PROBLEM TO SOLVE =
In the material below, find each line with the word "https" and list it.

EXERCISE DATA =
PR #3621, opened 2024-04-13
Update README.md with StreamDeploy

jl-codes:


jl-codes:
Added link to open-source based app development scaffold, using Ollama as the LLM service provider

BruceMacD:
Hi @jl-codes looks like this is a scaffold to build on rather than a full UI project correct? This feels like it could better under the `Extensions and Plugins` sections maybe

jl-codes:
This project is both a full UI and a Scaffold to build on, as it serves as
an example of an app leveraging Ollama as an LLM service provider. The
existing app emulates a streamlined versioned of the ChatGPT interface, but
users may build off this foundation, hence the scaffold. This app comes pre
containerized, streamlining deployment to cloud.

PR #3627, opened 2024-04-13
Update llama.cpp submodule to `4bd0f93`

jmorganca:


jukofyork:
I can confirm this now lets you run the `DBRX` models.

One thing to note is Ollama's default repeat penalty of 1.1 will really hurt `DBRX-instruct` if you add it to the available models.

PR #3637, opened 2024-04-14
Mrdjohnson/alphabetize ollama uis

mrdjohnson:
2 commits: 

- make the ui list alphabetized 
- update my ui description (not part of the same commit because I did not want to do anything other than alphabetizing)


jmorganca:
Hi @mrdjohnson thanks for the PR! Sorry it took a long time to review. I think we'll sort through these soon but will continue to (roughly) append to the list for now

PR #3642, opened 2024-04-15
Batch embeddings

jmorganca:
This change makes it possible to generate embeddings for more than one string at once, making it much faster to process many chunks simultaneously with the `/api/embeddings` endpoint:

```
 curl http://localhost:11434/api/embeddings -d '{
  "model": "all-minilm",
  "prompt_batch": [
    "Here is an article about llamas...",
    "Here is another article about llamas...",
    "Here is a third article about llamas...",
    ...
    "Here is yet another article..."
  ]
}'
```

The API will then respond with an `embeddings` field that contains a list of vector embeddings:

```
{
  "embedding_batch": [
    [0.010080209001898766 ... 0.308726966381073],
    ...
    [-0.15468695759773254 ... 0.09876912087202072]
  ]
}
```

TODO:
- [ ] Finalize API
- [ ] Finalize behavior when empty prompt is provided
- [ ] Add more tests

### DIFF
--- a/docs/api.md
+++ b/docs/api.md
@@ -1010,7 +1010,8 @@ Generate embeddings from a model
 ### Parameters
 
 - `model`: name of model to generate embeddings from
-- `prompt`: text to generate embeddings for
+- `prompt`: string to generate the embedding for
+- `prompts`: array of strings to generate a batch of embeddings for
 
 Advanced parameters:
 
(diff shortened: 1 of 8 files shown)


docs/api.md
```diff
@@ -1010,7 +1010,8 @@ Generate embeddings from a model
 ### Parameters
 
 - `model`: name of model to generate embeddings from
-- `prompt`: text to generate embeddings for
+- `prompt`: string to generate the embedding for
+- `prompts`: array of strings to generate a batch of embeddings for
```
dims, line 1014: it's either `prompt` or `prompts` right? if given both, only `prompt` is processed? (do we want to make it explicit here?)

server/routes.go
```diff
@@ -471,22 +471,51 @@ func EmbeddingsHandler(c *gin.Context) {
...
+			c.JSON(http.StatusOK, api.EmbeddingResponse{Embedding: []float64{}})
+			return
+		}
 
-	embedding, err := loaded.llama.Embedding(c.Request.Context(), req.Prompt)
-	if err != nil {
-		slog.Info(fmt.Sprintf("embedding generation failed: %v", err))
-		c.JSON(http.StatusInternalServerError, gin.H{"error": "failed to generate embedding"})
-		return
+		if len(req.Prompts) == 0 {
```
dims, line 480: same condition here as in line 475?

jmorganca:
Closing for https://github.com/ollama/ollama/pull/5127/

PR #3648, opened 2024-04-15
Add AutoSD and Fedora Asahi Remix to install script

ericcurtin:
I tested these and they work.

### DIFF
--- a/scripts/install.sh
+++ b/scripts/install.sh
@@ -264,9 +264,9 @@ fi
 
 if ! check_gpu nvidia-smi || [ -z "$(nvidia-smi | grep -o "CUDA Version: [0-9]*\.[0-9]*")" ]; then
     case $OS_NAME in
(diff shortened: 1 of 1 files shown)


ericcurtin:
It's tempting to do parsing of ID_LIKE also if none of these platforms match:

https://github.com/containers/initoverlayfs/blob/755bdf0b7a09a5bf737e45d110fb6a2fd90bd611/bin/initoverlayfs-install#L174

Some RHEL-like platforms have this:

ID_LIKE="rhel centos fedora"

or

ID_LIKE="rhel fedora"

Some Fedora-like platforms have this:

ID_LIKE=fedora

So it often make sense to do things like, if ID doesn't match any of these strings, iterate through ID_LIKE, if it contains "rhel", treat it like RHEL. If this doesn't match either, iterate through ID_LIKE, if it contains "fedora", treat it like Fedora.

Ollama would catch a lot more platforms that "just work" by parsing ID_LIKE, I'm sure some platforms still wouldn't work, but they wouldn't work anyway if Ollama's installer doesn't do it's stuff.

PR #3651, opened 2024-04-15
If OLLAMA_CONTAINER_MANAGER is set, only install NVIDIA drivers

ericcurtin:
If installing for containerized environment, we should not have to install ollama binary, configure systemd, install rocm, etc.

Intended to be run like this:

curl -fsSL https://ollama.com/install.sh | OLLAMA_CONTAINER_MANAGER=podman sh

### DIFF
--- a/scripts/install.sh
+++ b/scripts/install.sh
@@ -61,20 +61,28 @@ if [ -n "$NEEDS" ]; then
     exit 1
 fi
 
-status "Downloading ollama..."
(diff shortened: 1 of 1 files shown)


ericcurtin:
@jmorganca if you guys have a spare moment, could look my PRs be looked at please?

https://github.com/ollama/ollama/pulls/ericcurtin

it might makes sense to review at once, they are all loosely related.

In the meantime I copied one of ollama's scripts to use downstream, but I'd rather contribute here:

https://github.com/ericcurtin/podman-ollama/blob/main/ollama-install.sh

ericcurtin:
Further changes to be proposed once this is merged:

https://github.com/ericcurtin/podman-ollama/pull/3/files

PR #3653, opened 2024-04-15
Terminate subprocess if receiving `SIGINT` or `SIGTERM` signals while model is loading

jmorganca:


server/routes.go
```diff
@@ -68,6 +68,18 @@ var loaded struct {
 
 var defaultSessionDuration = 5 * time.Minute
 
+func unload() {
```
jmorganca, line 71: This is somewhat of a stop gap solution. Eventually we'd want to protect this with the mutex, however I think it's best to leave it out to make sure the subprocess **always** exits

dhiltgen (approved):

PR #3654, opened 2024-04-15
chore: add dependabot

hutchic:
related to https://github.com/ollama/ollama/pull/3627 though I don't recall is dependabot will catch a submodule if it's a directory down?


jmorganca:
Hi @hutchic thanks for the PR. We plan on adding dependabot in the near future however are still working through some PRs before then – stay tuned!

TASK ANSWER =
Closing for https://github.com/ollama/ollama/pull/5127/
https://github.com/containers/initoverlayfs/blob/755bdf0b7a09a5bf737e45d110fb6a2fd90bd611/bin/initoverlayfs-install#L174
curl -fsSL https://ollama.com/install.sh | OLLAMA_CONTAINER_MANAGER=podman sh
https://github.com/ollama/ollama/pulls/ericcurtin
https://github.com/ericcurtin/podman-ollama/blob/main/ollama-install.sh
https://github.com/ericcurtin/podman-ollama/pull/3/files
related to https://github.com/ollama/ollama/pull/3627 though I don't recall is dependabot will catch a submodule if it's a directory down?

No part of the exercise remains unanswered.